Just wondered who has the biggest cockerpoo?  Both our dogs are just over 18 months, both spayed and neutered. 

Bayley weighs in at 39lbs
Holly weighs in at 19lbs

Bayley is quite tall as was his father Ziggy from JD. Holly is alot smaller build from a different breeder.


----------



## lady amanda (Nov 26, 2010)

wowie!! I sure don't have the biggest cockapoo....Lady is 11 months and is 14 pounds


----------



## sarahjo (Aug 6, 2010)

Eddie weighs 41lbs and I think measures 20/21 ins to his shoulder - he's a big cuddly boy!


----------



## MillieDog (Jun 1, 2011)

Millie isn't even fully grown yet, so will have to wait.
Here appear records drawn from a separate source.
PR #1332, opened 2024-06-20
GO-3514 custom types that are deleted are impossible to bring back

AnastasiaShemyakinskaya:
https://linear.app/anytype/issue/GO-3514/custom-types-that-are-deleted-are-impossible-to-bring-back-through

1. Check during creation of derived objects that it was deleted before
2. If so, I create new unique key and according new object
3. Then I update object type or relations with new key


core/block/import/common/objectcreator/objectcreator.go
```diff
@@ -111,6 +111,7 @@ func (oc *ObjectCreator) Create(dataObject *DataObject, sn *common.Snapshot) (*t
 		log.With("objectID", newID).Errorf("failed to update objects ids: %s", err)
 	}
 
+	oc.updateKeys(st, oldIDtoNew)
```
KirillSto, line 114: Just to confirm. Does not oldIDtoNew map is getting filled by object type ids and not unique keys?

KirillSto (changes requested):

KirillSto (approved):

PR #1365, opened 2024-07-03
feat: save grpc ports to listening.json

hellodword:
---

---

### Description

Currently, anytype-ts [listens on dynamic ports](https://github.com/anyproto/anytype-ts/blob/ab64f57309161f27d917b1f88414aa366ff7701f/electron/js/server.js#L30). This is probably beneficial as it can avoid some weird port conflict issues. However, it makes scenarios that need to retrieve these ports more difficult, such as [this code](https://github.com/anyproto/anytype-ts/blob/ab64f57309161f27d917b1f88414aa366ff7701f/go/nativeMessagingHost.go#L225). I find it complex and prone to failure, for example:

```
$ lsof -i -P -n | grep LISTEN | grep -i anytype

$ sudo lsof -i -P -n | grep LISTEN | grep -i anytype
anytypeHe 120603          ubuntu  12u  IPv4 1631878      0t0  TCP 127.0.0.1:44855 (LISTEN)
anytypeHe 120603          ubuntu  13u  IPv4 1631882      0t0  TCP 127.0.0.1:39355 (LISTEN)
anytypeHe 120603          ubuntu  43u  IPv4 1634872      0t0  TCP 127.0.0.1:33357 (LISTEN)
```

I think a mechanism could be added to handle this better. In the meantime, I believe writing a file to the userdata directory is acceptable.

```
$ ANYTYPE_DATA_PATH=/tmp go run ./cmd/grpcserver/ 127.0.0.1:0 127.0.0.1:0
mw grpc: build on 0001-01-01 00:00:00 +0000 UTC at #
gRPC server started at: 127.0.0.1:44285
gRPC Web proxy started at: 127.0.0.1:45713

$ cat /tmp/listening.json 
{"grpc":"127.0.0.1:44285","updated":1720004324,"web":"127.0.0.1:45713"}
```

If this pull request can eventually be accepted, I would be happy to modify the previously mentioned `nativeMessagingHost.go`. 

More use case, see: https://github.com/orgs/anyproto/discussions/211

What do you think?

- [X] 🍕 Feature
- [ ] 🐛 Bug Fix
- [ ] 📝 Documentation Update
- [ ] 🎨 Style
- [ ] 🧑‍💻 Code Refactor
- [ ] ✅ Test
- [ ] 🤖 Build
- [ ] 🔁 CI

### Added tests?

- [ ] 👍 yes

### Added to documentation?

- [ ] 📜 README.md

### DIFF
--- a/cmd/grpcserver/grpc.go
+++ b/cmd/grpcserver/grpc.go
@@ -5,10 +5,13 @@ package main
 
 import (
 	"context"
+	"encoding/json"
 	"errors"
 	"fmt"
 	"net"
 	"net/http"
+	"path"
+
 	// nolint: gosec
 	_ "net/http/pprof"
 	"os"
@@ -49,12 +52,16 @@ var commonOSSignals = []os.Signal{os.Interrupt, syscall.SIGTERM, syscall.SIGINT}
 func main() {
 	var addr string
 	var webaddr string
+	var dataPath string
 	app.StartWarningAfter = time.Second * 5
 	fmt.Printf("mw grpc: %s\n", vcs.GetVCSInfo().Description())
 	if len(os.Args) > 1 {
 		addr = os.Args[1]
 		if len(os.Args) > 2 {
 			webaddr = os.Args[2]
+			if len(os.Args) > 3 {
+				dataPath = os.Args[3]
+			}
 		}
 	}
 
@@ -71,6 +78,16 @@ func main() {
 			webaddr = env
 		} else {
 			webaddr = defaultWebAddr
+		}
+	}
+
+	if dataPath == "" {
+		if env := os.Getenv("ANYTYPE_DATA_PATH"); env != "" {
+			dataPath = env
+		} else {
+			if appData, err := os.UserConfigDir(); err == nil {
+				dataPath = path.Join(appData, "anytype")
+			}
 		}
 	}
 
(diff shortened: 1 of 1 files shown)


deff7:
Hi! Thank you for contribution. There is a way to select specific port via ENV variable, example for macos:

```
open --env ANYTYPE_GRPCWEB_ADDR=localhost:31008 --env ANYTYPE_USE_SIDE_SERVER=http://localhost:31008 /Applications/Anytype.app
```

`ANYTYPE_USE_SIDE_SERVER` is variable for desktop app and should be the same as `ANYTYPE_GRPCWEB_ADDR`

all options for anytype-heart:
- ANYTYPE_GRPC_ADDR -- this port is actually not is use, as desktop app uses grpc-web gateway
- ANYTYPE_GRPCWEB_ADDR -- this port for desktop application
- ANYTYPE_GATEWAY_ADDR -- this port for serving images and files to desktop application

deff7:
Oh, I see. Then maybe prioritize ENV variables? Something like this:

```
	if env := os.Getenv("ANYTYPE_GRPCWEB_ADDR"); env != "" {
		webaddr = env
	} else if webaddr == "" {
		webaddr = defaultWebAddr
	}
```

requilence:
I think the overall idea of saving RPC ports to the json file is good and reliable. 
On windows port ranges got blocked from time to time, so it makes sense to try to reuse the port but in case we are not able to do it, we can take another ones.

Some comments regarding the PR:
- it's better to use the go struct so this config will be typed
- you need to add ANYTYPE_GATEWAY_ADDR as well. We are using it to run http gateway to serve files to the client
- call the config more general "config.json" so we can extend it later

But I doubt she'll be the winner of biggest doggie


----------



## mandym (Jun 5, 2011)

Miley my toy american is around 6kg and just over 12 inches tall kenya is around 13 kg and 17 inches tall kd is around 11kg and 16 inches tall and pyper is 14 inches tall but not sure how heavy she is,probably around 2oz,she is a skinny little twig haha x


----------



## cockerpoo61 (Jun 24, 2011)

Looks like your winning Eddie at 41lbs you big cuddly teddy bear


----------



## Dawny (Mar 28, 2010)

hi wispa is about 15inches high and weighs 13kg (28lbs) and is 22 months old. so not to big


----------



## francesjl (Mar 24, 2011)

Wighed mine today...
Rascal is 2yrs 1 mth and weighs 22 lbs
Scamp... well, 13 mths and 45 lbs...


----------



## cockerpoo61 (Jun 24, 2011)

Wow scamp is in the lead with 45llbs


----------